I’ve encountered this swapping before in finite-component models, and solved it with the ordered transform. However, when I try to use the same transform here, my chains become entirely divergent:

k = 10 # truncate the Dirichlet process at 10 components
with pm.Model() as m_ordered:
    # mixture weights
    alpha = 0.1
    beta = pm.Beta('beta', 1, alpha, shape=k)
    pi = pm.Deterministic('pi', stick_breaking(beta))
    
    # mixture parameters
    kappa = pm.Gamma('kappa', 5, 1, shape=k) 
    mu_testval = np.linspace(min(sample), max(sample), k)
    mu = pm.Uniform('mu', -np.pi, np.pi, shape=k, 
                    transform=tr.ordered, testval=mu_testval)
    
    # initialize VM components
    all_vms = []
    for vm in range(k):
        all_vms.append(pm.VonMises.dist(mu=mu[vm], 
                       kappa=kappa[vm]))
    
    obs = pm.Mixture('obs', w=pi, comp_dists=all_vms, 
                     observed=sample)
with m_ordered:
    trace_ordered = pm.sample(1000, tune=500, chains=4, 
                              init='adapt_diag',
                              nuts_kwargs=dict(target_accept=.85))
Auto-assigning NUTS sampler...
Initializing NUTS using adapt_diag...
Multiprocess sampling (4 chains in 4 jobs)
NUTS: [mu, kappa, beta]
Sampling 4 chains: 100%|██████████| 6000/6000 [00:14<00:00, 413.94draws/s]
The chain contains only diverging samples. The model is probably misspecified.
The chain contains only diverging samples. The model is probably misspecified.
The chain contains only diverging samples. The model is probably misspecified.
The chain contains only diverging samples. The model is probably misspecified.
The acceptance probability does not match the target. It is 0.7267639544474495, but should be close to 0.85. Try to increase the number of tuning steps.
The gelman-rubin statistic is larger than 1.4 for some parameters. The sampler did not converge.
The estimated number of effective samples is smaller than 200 for some parameters.
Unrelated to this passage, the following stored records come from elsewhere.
PR #233, opened 2020-06-24
TemplateMark: Monetary Amount support, refactoring, formulas calculation

jeromesimeon:
### Changes
- Refactoring to start aligning markdown text creation with parser generation (to make it more robust for markdown)
- Support for monetary amounts formats
- Extends parser manager with a way to register formula computation during drafting


irmerk:
👀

The traceplot is (predictably) a mess.

Am I missing something wrt the correct use of transform.ordered? Based on the number of divergences, is label-switching even my main concern here? On the odd sampling run, switching doesn’t occur but I still end up with many divergences. In those cases, the samples still seem reasonable, and the posteriors for component parameters (and component weights) allow me to adequately cluster my stimuli. Obviously, I’m leery of using these clusters, and I’d like to see much prettier convergence.

Any advice would be greatly appreciated!

Attaching the data used to clarify why I said the samples aren’t too bad:

The posterior weights indicate only 2 significant components, and the posterior means would be in the right place if they weren’t swapped.